In 1854, Wells, Fargo & Co. built an Express office in Hornitos. They had purchased the business of Reynolds & Co., who had been conducting an Express business throughout the southern mines. Angevine Reynolds, Mariposa forty-niner, was one of the founders of this business and its main office was on a levee near the corner of Center Street in Stockton. The arrival every morning of a steamboat from San Francisco, loaded with passengers destined for points in the southern mines, made it a lively and exciting business. Everybody was anxious to get off to the gold fields, where they expected to bag a fortune in a few days. It was a two day trip to Mariposa and the fare $25.

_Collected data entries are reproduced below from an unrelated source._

PR #520, opened 2018-10-25
MH-13190, Factor out JpaGroupRoleProvider JaxRs REST to mitigate load cycle race

karendolan:
-  Move JpaGroupRoleProvider's REST concerns into a separate class to simplify the load of the JpaGroupRoleProvider OSGI service, simply the Group Role REST component, and mitigate the opencast-userdirectory getService load cycle race condition with JaxRsServiceTracker.addingService (/groups).
- Give external-api control of its API response

This pull does not add or remove any existing functionality. However, it forces the admin-ui, external-api, and index service to take resonsibility of their own REST API Response handling from now on.

### DIFF
--- a/modules/external-api/src/main/java/org/opencastproject/external/endpoint/GroupsEndpoint.java
+++ b/modules/external-api/src/main/java/org/opencastproject/external/endpoint/GroupsEndpoint.java
@@ -24,12 +24,17 @@ import static com.entwinemedia.fn.data.json.Jsons.arr;
 import static com.entwinemedia.fn.data.json.Jsons.f;
 import static com.entwinemedia.fn.data.json.Jsons.obj;
 import static com.entwinemedia.fn.data.json.Jsons.v;
+import static javax.servlet.http.HttpServletResponse.SC_BAD_REQUEST;
+import static javax.servlet.http.HttpServletResponse.SC_CONFLICT;
+import static javax.servlet.http.HttpServletResponse.SC_CREATED;
 import static javax.servlet.http.HttpServletResponse.SC_FORBIDDEN;
+import static javax.servlet.http.HttpServletResponse.SC_INTERNAL_SERVER_ERROR;
 import static javax.servlet.http.HttpServletResponse.SC_NOT_FOUND;
+import static javax.servlet.http.HttpServletResponse.SC_NO_CONTENT;
+import static javax.servlet.http.HttpServletResponse.SC_OK;
 import static org.apache.commons.lang3.StringUtils.join;
 import static org.apache.commons.lang3.exception.ExceptionUtils.getMessage;
 import static org.apache.commons.lang3.exception.ExceptionUtils.getStackTrace;
-import static org.apache.http.HttpStatus.SC_CONFLICT;
 import static org.opencastproject.util.doc.rest.RestParameter.Type.STRING;
 
 import org.opencastproject.external.common.ApiResponses;
@@ -74,7 +79,6 @@ import javax.ws.rs.Produces;
 import javax.ws.rs.QueryParam;
 import javax.ws.rs.WebApplicationException;
 import javax.ws.rs.core.Response;
-import javax.ws.rs.core.Response.Status;
 
 @Path("/")
 @RestService(name = "externalapigroups", title = "External API Groups Service", notes = "", abstractText = "Provides resources and operations related to the groups")
@@ -169,7 +173,8 @@ public class GroupsEndpoint {
     } catch (UnauthorizedException e) {
       return Response.status(SC_FORBIDDEN).build();
     } catch (Exception e) {
-      throw new WebApplicationException(e);
+      logger.error("Unable to delete group {}", id, e);
+      throw new WebApplicationException(e, SC_INTERNAL_SERVER_ERROR);
     }
   }
 
@@ -191,7 +196,7 @@ public class GroupsEndpoint {
       indexService.updateGroup(id, name, description, roles, members);
     } catch (IllegalArgumentException e) {
       logger.warn(e.getMessage());
-      return Response.status(Status.BAD_REQUEST).build();
+      return Response.status(SC_BAD_REQUEST).build();
     } catch (UnauthorizedException ex) {
       return Response.status(SC_FORBIDDEN).build();
     }
@@ -206,8 +211,8 @@ public class GroupsEndpoint {
           @RestParameter(name = "description", description = "Group Description", isRequired = false, type = STRING),
           @RestParameter(name = "roles", description = "Comma-separated list of roles", isRequired = false, type = STRING),
           @RestParameter(name = "members", description = "Comma-separated list of members", isRequired = false, type = STRING) }, reponses = {
-                  @RestResponse(description = "A new group is created.", responseCode = HttpServletResponse.SC_CREATED),
-                  @RestResponse(description = "The request is invalid or inconsistent.", responseCode = HttpServletResponse.SC_BAD_REQUEST) })
+                  @RestResponse(description = "A new group is created.", responseCode = SC_CREATED),
+                  @RestResponse(description = "The request is invalid or inconsistent.", responseCode = SC_BAD_REQUEST) })
   public Response createGroup(@HeaderParam("Accept") String acceptHeader, @FormParam("name") String name,
           @FormParam("description") String description, @FormParam("roles") String roles,
           @FormParam("members") String members) {
@@ -215,13 +220,13 @@ public class GroupsEndpoint {
       indexService.createGroup(name, description, roles, members);
     } catch (IllegalArgumentException e) {
       logger.warn(e.getMessage());
-      return Response.status(Status.BAD_REQUEST).build();
+      return Response.status(SC_BAD_REQUEST).build();
     } catch (UnauthorizedException e) {
       return Response.status(SC_FORBIDDEN).build();
     } catch (ConflictException e) {
       return Response.status(SC_CONFLICT).build();
     }
-    return Response.status(Status.CREATED).build();
+    return Response.status(SC_CREATED).build();
   }
 
   @POST
@@ -230,9 +235,9 @@ public class GroupsEndpoint {
   @RestQuery(name = "addgroupmember", description = "Adds a member to a group.", returnDescription = "", pathParameters = {
           @RestParameter(name = "groupId", description = "The group id", isRequired = true, type = STRING) }, restParameters = {
                   @RestParameter(name = "member", description = "Member Name", isRequired = true, type = STRING) }, reponses = {
-                          @RestResponse(description = "The member was already member of the group.", responseCode = HttpServletResponse.SC_OK),
-                          @RestResponse(description = "The member has been added.", responseCode = HttpServletResponse.SC_NO_CONTENT),
-                          @RestResponse(description = "The specified group does not exist.", responseCode = HttpServletResponse.SC_NOT_FOUND) })
+                          @RestResponse(description = "The member was already member of the group.", responseCode = SC_OK),
+                          @RestResponse(description = "The member has been added.", responseCode = SC_NO_CONTENT),
+                          @RestResponse(description = "The specified group does not exist.", responseCode = SC_NOT_FOUND) })
   public Response addGroupMember(@HeaderParam("Accept") String acceptHeader, @PathParam("groupId") String id,
           @FormParam("member") String member) {
     try {
@@ -247,7 +252,7 @@ public class GroupsEndpoint {
                     StringUtils.join(group.getRoles(), ","), StringUtils.join(group.getMembers(), ","));
           } catch (IllegalArgumentException e) {
             logger.warn(e.getMessage());
-            return Response.status(Status.BAD_REQUEST).build();
+            return Response.status(SC_BAD_REQUEST).build();
           } catch (UnauthorizedException ex) {
             return Response.status(SC_FORBIDDEN).build();
           }
@@ -291,7 +296,7 @@ public class GroupsEndpoint {
                     StringUtils.join(group.getRoles(), ","), StringUtils.join(group.getMembers(), ","));
           } catch (IllegalArgumentException e) {
             logger.warn(e.getMessage());
-            return Response.status(Status.BAD_REQUEST).build();
+            return Response.status(SC_BAD_REQUEST).build();
           } catch (UnauthorizedException ex) {
             return Response.status(SC_FORBIDDEN).build();
           }
--- a/modules/external-api/src/main/java/org/opencastproject/external/endpoint/GroupsEndpoint.java
+++ b/modules/external-api/src/main/java/org/opencastproject/external/endpoint/GroupsEndpoint.java
@@ -24,9 +24,12 @@ import static com.entwinemedia.fn.data.json.Jsons.arr;
 import static com.entwinemedia.fn.data.json.Jsons.f;
 import static com.entwinemedia.fn.data.json.Jsons.obj;
 import static com.entwinemedia.fn.data.json.Jsons.v;
+import static javax.servlet.http.HttpServletResponse.SC_FORBIDDEN;
+import static javax.servlet.http.HttpServletResponse.SC_NOT_FOUND;
 import static org.apache.commons.lang3.StringUtils.join;
 import static org.apache.commons.lang3.exception.ExceptionUtils.getMessage;
 import static org.apache.commons.lang3.exception.ExceptionUtils.getStackTrace;
+import static org.apache.http.HttpStatus.SC_CONFLICT;
 import static org.opencastproject.util.doc.rest.RestParameter.Type.STRING;
 
 import org.opencastproject.external.common.ApiResponses;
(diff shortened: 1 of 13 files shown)


modules/index-service/src/main/java/org/opencastproject/index/service/impl/IndexServiceImpl.java
```diff
@@ -166,7 +167,6 @@
 
 import javax.servlet.http.HttpServletRequest;
 import javax.ws.rs.WebApplicationException;
```
staubesv: The imports javax.ws.rs.WebApplicationException and  javax.ws.rs.core.Response.Status are only necessary because the method getGroups throws a WebApplicationException. Both imports are used only on this exact line: https://github.com/opencast/opencast/blob/4ba610ea7170617255cb512a30219a3473fe6804/modules/index-service/src/main/java/org/opencastproject/index/service/impl/IndexServiceImpl.java#L1403

If the method getGroups would throw an IllegalArgumentException instead, the javax.ws.* imports could be removed. That would require the clients to handle the exception themselves... quite similar to the other changes you do here.

What do you think?

modules/userdirectory/src/main/java/org/opencastproject/userdirectory/JpaGroupRoleProvider.java
```diff
@@ -81,33 +68,10 @@
...
-import javax.ws.rs.Produces;
-import javax.ws.rs.QueryParam;
-import javax.ws.rs.WebApplicationException;
-import javax.ws.rs.core.MediaType;
-import javax.ws.rs.core.Response;
-import javax.ws.rs.core.Response.Status;
 
 /**
- * Manages and locates users using JPA. Note that this also provides a REST endpoint to manage user roles. Since this is
- * not intended to be production code, the REST concerns have not be factored into a separate class. Feel free to
```
staubesv, line 100: OMG, good to know that this was never intended to be production code ;-)

modules/userdirectory/src/main/java/org/opencastproject/userdirectory/JpaGroupRoleProvider.java
```diff
@@ -81,33 +68,10 @@
...
- * refactor.
+ * Manages and locates users using JPA. The REST concerns have been refactored to the GroupRoleEndpoint
```
staubesv: Suggestion: Just omit "The REST concerns have been refactored to the GroupRoleEndpoint"

modules/userdirectory/src/main/java/org/opencastproject/userdirectory/JpaGroupRoleProvider.java
```diff
@@ -448,24 +412,35 @@ private boolean like(final String str, final String expr) {
...
 
-  @GET
-  @Produces(MediaType.APPLICATION_JSON)
-  @Path("groups.json")
-  @RestQuery(name = "allgroupsasjson", description = "Returns a list of groups", returnDescription = "Returns a JSON representation of the list of groups available the current user's organization", restParameters = {
-          @RestParameter(defaultValue = "100", description = "The maximum number of items to return per page.", isRequired = false, name = "limit", type = RestParameter.Type.STRING),
-          @RestParameter(defaultValue = "0", description = "The page number.", isRequired = false, name = "offset", type = RestParameter.Type.STRING) }, reponses = { @RestResponse(responseCode = SC_OK, description = "The groups.") })
-  public JaxbGroupList getGroupsAsJson(@QueryParam("limit") int limit, @QueryParam("offset") int offset)
+  /**
+   * Retrieves a group list based on input constraints. Called by GroupRoleEndpoint.
```
staubesv: Suggestion: Omit "Called by GroupRoleEndpoint."

modules/userdirectory/src/main/java/org/opencastproject/userdirectory/JpaGroupRoleProvider.java
```diff
@@ -448,24 +412,35 @@ private boolean like(final String str, final String expr) {
...
 
-  @GET
-  @Produces(MediaType.APPLICATION_XML)
-  @Path("groups.xml")
-  @RestQuery(name = "allgroupsasxml", description = "Returns a list of groups", returnDescription = "Returns a XML representation of the list of groups available the current user's organization", restParameters = {
-          @RestParameter(defaultValue = "100", description = "The maximum number of items to return per page.", isRequired = false, name = "limit", type = RestParameter.Type.STRING),
-          @RestParameter(defaultValue = "0", description = "The page number.", isRequired = false, name = "offset", type = RestParameter.Type.STRING) }, reponses = { @RestResponse(responseCode = SC_OK, description = "The groups.") })
-  public JaxbGroupList getGroupsAsXml(@QueryParam("limit") int limit, @QueryParam("offset") int offset)
+  /**
+   * Returns a XML representation of the list of groups available the current user's organization. Used by
```
staubesv: Suggestion: Omit "Used by GroupRoleEndpoint"

modules/userdirectory/src/main/java/org/opencastproject/userdirectory/endpoint/GroupRoleEndpoint.java
```diff
@@ -0,0 +1,192 @@
...
+import javax.ws.rs.PathParam;
+import javax.ws.rs.Produces;
+import javax.ws.rs.QueryParam;
+import javax.ws.rs.WebApplicationException;
+import javax.ws.rs.core.MediaType;
+import javax.ws.rs.core.Response;
+import javax.ws.rs.core.Response.Status;
+
+/**
+ * A REST EndPoint for JpaGroupRoleProvider. This endpoint class factors out the REST concerns of the
```
staubesv: Suggestion: Omit "This endpoint class factors out the REST concerns of the JpaGroupRoleProvider."

modules/userdirectory/src/main/java/org/opencastproject/userdirectory/endpoint/GroupRoleEndpoint.java
```diff
@@ -0,0 +1,192 @@
...
+
+  @GET
+  @Produces(MediaType.APPLICATION_JSON)
+  @Path("groups.json")
+  @RestQuery(name = "allgroupsasjson", description = "Returns a list of groups", returnDescription = "Returns a JSON representation of the list of groups available the current user's organization", restParameters = {
+          @RestParameter(defaultValue = "100", description = "The maximum number of items to return per page.", isRequired = false, name = "limit", type = RestParameter.Type.STRING),
+          @RestParameter(defaultValue = "0", description = "The page number.", isRequired = false, name = "offset", type = RestParameter.Type.STRING) }, reponses = { @RestResponse(responseCode = SC_OK, description = "The groups.") })
+  public JaxbGroupList getGroupsAsJson(@QueryParam("limit") int limit, @QueryParam("offset") int offset)
+          throws IOException {
+    return jpaGroupRoleProvider.getGroupsAsXml(limit, offset);
```
staubesv: /groups.json uses getGroupsAs**Xml**?

modules/userdirectory/src/main/java/org/opencastproject/userdirectory/endpoint/GroupRoleEndpoint.java
```diff
@@ -0,0 +1,192 @@
...
+          @RestParameter(defaultValue = "100", description = "The maximum number of items to return per page.", isRequired = false, name = "limit", type = RestParameter.Type.STRING),
+          @RestParameter(defaultValue = "0", description = "The page number.", isRequired = false, name = "offset", type = RestParameter.Type.STRING) }, reponses = { @RestResponse(responseCode = SC_OK, description = "The groups.") })
+  public JaxbGroupList getGroupsAsXml(@QueryParam("limit") int limit, @QueryParam("offset") int offset)
+          throws IOException {
+    return jpaGroupRoleProvider.getGroupsAsXml(limit, offset);
+  }
+
+  @DELETE
+  @Path("{id}")
+  @RestQuery(name = "removegrouop", description = "Remove a group", returnDescription = "Return no content", pathParameters = { @RestParameter(name = "id", description = "The group identifier", isRequired = true, type = Type.STRING) }, reponses = {
```
staubesv: Typo "removegrou**o**p"

modules/userdirectory/src/test/java/org/opencastproject/userdirectory/JpaGroupRoleProviderTest.java
```diff
@@ -159,13 +165,13 @@ public void testUpdateGroupNotAllowedAsNonAdminUser() throws UnauthorizedExcepti
 
     try {
       // try add ROLE_USER
-      Response updateGroupResponse = provider.updateGroup(group.getGroupId(), group.getName(), group.getDescription(),
+      Response updateGroupResponse = endpoint.updateGroup(group.getGroupId(), group.getName(), group.getDescription(),
```
staubesv: In that case, you might want to rename the file and relocate this file to

directory/src/test/java/org/opencastproject/userdirectory/**endpoint**/GroupRole**Endpoint**Test.java

as it now seems to focus more on the endpoint than the provider.

modules/external-api/src/main/java/org/opencastproject/external/endpoint/GroupsEndpoint.java
```diff
@@ -24,9 +24,12 @@
 import static com.entwinemedia.fn.data.json.Jsons.f;
 import static com.entwinemedia.fn.data.json.Jsons.obj;
 import static com.entwinemedia.fn.data.json.Jsons.v;
+import static javax.servlet.http.HttpServletResponse.SC_FORBIDDEN;
+import static javax.servlet.http.HttpServletResponse.SC_NOT_FOUND;
 import static org.apache.commons.lang3.StringUtils.join;
 import static org.apache.commons.lang3.exception.ExceptionUtils.getMessage;
 import static org.apache.commons.lang3.exception.ExceptionUtils.getStackTrace;
+import static org.apache.http.HttpStatus.SC_CONFLICT;
```
staubesv: Any special motivation to prefer this over javax.servlet.http.HttpServletResponse.SC_CONFLICT?

Seems a bit weird to grab the constants from different classes...

modules/external-api/src/main/java/org/opencastproject/external/endpoint/GroupsEndpoint.java
```diff
@@ -154,7 +161,16 @@ public Response getGroup(@HeaderParam("Accept") String acceptHeader, @PathParam(
...
-    return indexService.removeGroup(id);
+    try {
+      indexService.removeGroup(id);
+      return Response.noContent().build();
+    } catch (NotFoundException e) {
+      return Response.status(SC_NOT_FOUND).build();
+    } catch (UnauthorizedException e) {
+      return Response.status(SC_FORBIDDEN).build();
+    } catch (Exception e) {
+      throw new WebApplicationException(e);
```
staubesv: I had a quick look at other endpoints of the external API and found that this most often is used like:


```
import static javax.servlet.http.HttpServletResponse.SC_INTERNAL_SERVER_ERROR;

[...]
 logger.error("Unable to delete group {}", id, e);
 throw new WebApplicationException(e, SC_INTERNAL_SERVER_ERROR);

```

modules/external-api/src/main/java/org/opencastproject/external/endpoint/GroupsEndpoint.java
```diff
@@ -67,7 +72,9 @@
 import javax.ws.rs.PathParam;
 import javax.ws.rs.Produces;
 import javax.ws.rs.QueryParam;
+import javax.ws.rs.WebApplicationException;
 import javax.ws.rs.core.Response;
+import javax.ws.rs.core.Response.Status;
```
staubesv: Maybe instead import and use

javax.servlet.http.HttpServletResponse.SC_BAD_REQUEST
javax.servlet.http.HttpServletResponse.SC_CREATED

for sake of consistency.

staubesv (changes requested):

modules/index-service/src/main/java/org/opencastproject/index/service/impl/IndexServiceImpl.java
karendolan: @staubesv  sounds good, I'll add that change.

modules/userdirectory/src/main/java/org/opencastproject/userdirectory/JpaGroupRoleProvider.java
karendolan: Right! I kept coming back to this class and that uncomfortable comment when searching down the cycle chain after getting a cycle error message on load.

@staubesv , I added an extra commit to this pull to put immediate=false in the SCR configuration of the new Group REST and the existing textanalyzer REST endpoint class. Both endpoints load as usual with this setting at the same time as all the other Endpoints, via the RestPublisher.JaxRsServiceTracker.  I hunted through a lot of tickets from other projects, FELIX, and apache in general, related to the cycle error. Two comments said changing immediate=true to immediate=false in the REST class mitigated the cycle error. The general idea appears to be that there is an underlying race condition between service injection on the REST class and the JaxRs registration of the REST class at the time of REST class activation.

modules/external-api/src/main/java/org/opencastproject/external/endpoint/GroupsEndpoint.java
karendolan: Thanks for seeing that, I'll fix it to be consistent.

modules/userdirectory/src/main/java/org/opencastproject/userdirectory/endpoint/GroupRoleEndpoint.java
karendolan: Ironically,  jpaGroupRoleProvider.getGroupsAsJson sends the getGroupsAsXml result. I've been testing the endpoints and the result is in JSON. That "Produces JSON" annotation makes the JaxRs is convert the XML to JSON on the fly...I'll check if it's  easy to combine @Path("groups.{xml|json}) , @Produces({MediaType.APPLICATION_JSON,MediaType.APPLICATION_XML}) without changing the endpoint.

modules/userdirectory/src/main/java/org/opencastproject/userdirectory/endpoint/GroupRoleEndpoint.java
karendolan: I'll fix, but it's changing the existing API ;)

modules/userdirectory/src/test/java/org/opencastproject/userdirectory/JpaGroupRoleProviderTest.java
karendolan: Yes, It does...  
"Feel free to refactor." But, I'm not feeling free!

modules/userdirectory/src/main/java/org/opencastproject/userdirectory/endpoint/GroupRoleEndpoint.java
staubesv: @RestQuery is just for the rest docs, isn't it? That does not actually change the API...

modules/external-api/src/main/java/org/opencastproject/external/endpoint/GroupsEndpoint.java
karendolan: done

modules/userdirectory/src/main/java/org/opencastproject/userdirectory/JpaGroupRoleProvider.java
karendolan: done

modules/userdirectory/src/main/java/org/opencastproject/userdirectory/JpaGroupRoleProvider.java
karendolan: done

modules/userdirectory/src/main/java/org/opencastproject/userdirectory/endpoint/GroupRoleEndpoint.java
karendolan: done

modules/userdirectory/src/main/java/org/opencastproject/userdirectory/endpoint/GroupRoleEndpoint.java
karendolan: done

modules/userdirectory/src/test/java/org/opencastproject/userdirectory/JpaGroupRoleProviderTest.java
karendolan: refactored

modules/userdirectory/src/main/java/org/opencastproject/userdirectory/JpaGroupRoleProvider.java
karendolan: done

modules/external-api/src/main/java/org/opencastproject/external/endpoint/GroupsEndpoint.java
karendolan: done

staubesv (approved):

PR #521, opened 2018-10-25
MH-13191 Improve performance of retrieving groups

pmiddend:
When groups have a large number of group members, the performance of the requests

- GET /admin-ng/groups
- GET /admin-ng/groups/ {group_identifier}

gets quite bad.

This is because of three reasons:

1. For each group and for each user in that group, an SQL query of its own is run. So there’s lots of queries, and apparently there are a number of caches involved to mitigate this already. However, as the
number of users in each group grows bigger, the caches don’t help anymore.
2. For each group, along with the actual users in that group, the users roles are retrieved. However, the roles aren’t actually _used_ in the JSON output of the request. So all that work is for nothing.
3. When deserializing the group output from the search index, the XML unmarshaller isn’t shared between runs.

Consequently, this PR does the following:

1. Add a function to retrieve a list of users (by their names) from the data base in bulk. This is used per-group. Currently supported backends for this are the JPA user provider and the JPA user reference
provider. The other backends behave as before. 
2. Don’t retrieve the users roles anymore.
3. Share the unmarshaller between deserialization runs for the group query.

We saw a performance increase from about 40s (!) to about 1s for a group with 1000 members.

### DIFF
--- a/modules/admin-ui/src/main/java/org/opencastproject/adminui/endpoint/GroupsEndpoint.java
+++ b/modules/admin-ui/src/main/java/org/opencastproject/adminui/endpoint/GroupsEndpoint.java
@@ -73,9 +73,14 @@ import org.slf4j.LoggerFactory;
 
 import java.io.IOException;
 import java.util.ArrayList;
+import java.util.Arrays;
+import java.util.HashMap;
+import java.util.Iterator;
 import java.util.List;
 import java.util.Map;
+import java.util.Objects;
 import java.util.Set;
+import java.util.stream.Collectors;
 
 import javax.ws.rs.DELETE;
 import javax.ws.rs.FormParam;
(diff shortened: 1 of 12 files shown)


smarquard:
The description and method names that refer to finding users by "names" is ambiguous and could be understood to mean by full name rather than username.

I would prefer to see "username" used (in appropriate case) in comments, javadoc and method names rather than "name". Username could be omitted from the method name if the parameter type is clear, e.g. change method signatures like this:

    default Iterator<User> findUsersByNames(Collection<String> names) {

to:

    default Iterator<User> findUsers(Collection<String> usernames) {

pmiddend:
@smarquard Thanks for the suggestion, you're right. I've changed all of the names to use "userName" or "username" where appropriate.

PR #522, opened 2018-10-25
MH-13192 Improve performance of list requests

pmiddend:
The following requests are quite slow when asking for a large number of objects:

- GET /admin-ng/events
- GET /api/events
- GET /admin-ng/series
- GET /api/series

An analysis revealed that most of the time is spent creating JAXB Unmarshaller objects for each single item. This can be sped up by reusing the same Unmarshaller between events/series.

Note that this is not thread-safe, of course, but we’re inside a single thread while deserializing, so this should be fine.

We saw the following performance improvement when displaying 100 items per page:

Events table: From approx. 850ms down to approx. 150ms
Series table: From approx. 900ms down to approx. 250ms

So the re-use of JAXB Unmarshaller objects results in a speedup of roughly 4-5.

### DIFF
--- a/modules/index-service/src/main/java/org/opencastproject/index/service/impl/index/AbstractSearchIndex.java
+++ b/modules/index-service/src/main/java/org/opencastproject/index/service/impl/index/AbstractSearchIndex.java
@@ -87,6 +87,8 @@ import java.util.concurrent.ExecutorService;
 import java.util.concurrent.Executors;
 import java.util.concurrent.FutureTask;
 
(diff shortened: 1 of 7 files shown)


pmiddend:
Sorry for screwing up the tests, I will fix it immediately.
Edit: fixed.

staubesv:
@pmiddend May redirect this to 6.x?

pmiddend:
@staubesv Thanks, forgot about that.

PR #523, opened 2018-10-25
MH-13193 Improve performance of event deletion (1)

krinnewitz:
When deleting events from the scheduler service, some unnecessary
queries related to properties are executed:

- Since we know, that we are deleting the whole episode, we do not have
to check whether there are snapshots for the properties to be deleted. I
am not sure anyway, why this is necessary at all.

- Since we know, that we take care of deleting all properties related to
the episode, we do not have to remove orphaned properties (because we are
not producing any).

It turned out to be quiet hard to control the behavior of the code
executed in AbstractADeleteQuery.runQueries() and I am not happy with
the flag attached to DeleteQueryContribution. However, I could not find a
better solution in the available time.

All in all, these changes seem to improve event deletion by about 50 or
60%, according to our measurements.

### DIFF
--- a/modules/asset-manager-api/src/main/java/org/opencastproject/assetmanager/api/query/ADeleteQuery.java
+++ b/modules/asset-manager-api/src/main/java/org/opencastproject/assetmanager/api/query/ADeleteQuery.java
@@ -29,6 +29,13 @@ public interface ADeleteQuery {
   ADeleteQuery name(String queryName);
 
   /**
+   * When this is called with true, the AssetManager will assume that the whole media package will be removed. This is
+   * faster, but then it is your responsibility to remove all properties associated with the media package since no
+   * orphan removal will take place.
+   */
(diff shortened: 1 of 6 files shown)


KatrinIhler (approved):
Alright, I looked into this a bit and as far as I understand it, when deleting a scheduled event, the SchedulerService deletes the properties of its own namespaces and then the IndexService deletes the rest? On the one hand it feels weird to make two queries for that, on the other hand I get that one would want to keep this separated...opinions?
Anyway, all properties get deleted, and if it's definitely faster than before, so yay!

krinnewitz:
Yes @KatrinIhler, that's right. I decided to keep the deletion of properties in the scheduler since it seemed to not significantly impact performance and it makes the SchedulderService's removeEvent() method more "comprehensive". Right now, removeEvent() is only called by the IndexService, but if someone decides to call it from another place, he won't need to take care of the properties.

PR #524, opened 2018-10-25
MH-13193 Improve performance of event deletion (2)

krinnewitz:
The AssetManager used to "manually" control the relation between
snapshots and assets. I.e. assets actually have references to snapshots,
but this relationship was only handled on application level. On database
level, there was not explicitly declared relationship between assets and
snapshots.

So when deleting snapshots, the AssetManager had to first figure out,
which snapshots were going to be deleted by the given query and then
"manually" remove all assets referencing the snapshots to be deleted,
before actually deleting the snapshots.

With this patch, the relationship between assets and snapshots is
modeled explicitly on the database level by changing the shema
accordingly. This allows for ON DELETE CASCADE to be used resulting in
only one query being necessary when removing snapshots.

### DIFF
--- a/docs/guides/admin/docs/upgrade.md
+++ b/docs/guides/admin/docs/upgrade.md
@@ -18,7 +18,12 @@ How to Upgrade
 Database Migration
 ------------------
 
-*So far, this is not required*
+As part of performance optimizations, a foreign key constraint was added to one table. This requires a database schema
+update. As with all database migrations, we recommend to create a database backup before attempting the upgrade.
+
+You can find the database upgrade script in `docs/upgrade/6_to_7/`. This script is suitable for both, MariaDB and
+MySQL.
+
 
 ActiveMQ Migration
 ------------------
--- a/docs/scripts/ddl/mysql5.sql
+++ b/docs/scripts/ddl/mysql5.sql
@@ -384,6 +384,7 @@ CREATE TABLE oc_assets_asset (
   size BIGINT NOT NULL,
   storage_id VARCHAR(256) NOT NULL DEFAULT 'local-filesystem',
   --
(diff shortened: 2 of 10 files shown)


docs/guides/admin/docs/upgrade.md
```diff
@@ -18,7 +18,12 @@ How to Upgrade
 Database Migration
 ------------------
 
-*So far, this is not required*
+As part of performance optimizations, a foreign key constraint was added to one table. This requires an database schema
```
KatrinIhler: 'a' instead of 'an'

docs/guides/admin/docs/upgrade.md
```diff
@@ -18,7 +18,12 @@ How to Upgrade
...
+update. As with all database migrations, we recommend to make a database backup before attempting the upgrade.
```
KatrinIhler: 'do' instead of 'make'?

docs/guides/admin/docs/upgrade.md
```diff
@@ -18,7 +18,12 @@ How to Upgrade
...
+
+You can find the database upgrade script in `docs/upgrade/6_to_7/`. This script is suitable for both, MariaDB, and
```
KatrinIhler: "for both MariaDB and MySQL" without the ,

KatrinIhler (changes requested):
I tested the migration script first and that didn't work for me, but it's possible that I skipped another necessary upgrade step before. When I deleted all tables and recreated them with the other script, it worked fine for me.

krinnewitz:
Thanks @KatrinIhler. Which database have you tried? mysql or MariaDB? What error message did you get?

KatrinIhler (approved):
@krinnewitz I use MariaDB. But I just tested this again by deleting all tables, recreating them with the script for 6 and then using the migration script from 6 to 7 and this time it worked, so it was probably my setup from before that was wonky. Lets get to merging! :)

PR #525, opened 2018-10-26
MH-12854, Get latest series when creating a new event

JamesUoM:
Quick fix, by pulling the metadata when the wizard is opened.


staubesv (approved):
While this might have some negativ impact on the performance of opening the modal, correctness seems more important.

When the day came to transfer the business to Wells, Fargo & Co., in taking inventory of stock, “Chips”, whose real name was Pillsbury Hodgkins, was turned over to them. “Chips” was indispensable to the business. He could mount a mule and at short notice be off to the mines, with the latest news, consisting of papers and mail. California was blest only once a month with mail, which came by steamer via Panama, from the Eastern States. Stages were frequently threatened by robbers. The miners were in the habit of sending home to their friends and relatives packages of gold dust and specimens, which together with gold shipped for commercial purposes, made the shipments on what was called “Steamer Day” very large. On several occasions, it had been necessary to arm and equip a special “convoy extraordinary” and among them Chips was always to be found, with a gun and several Colt revolvers and Bowie knives.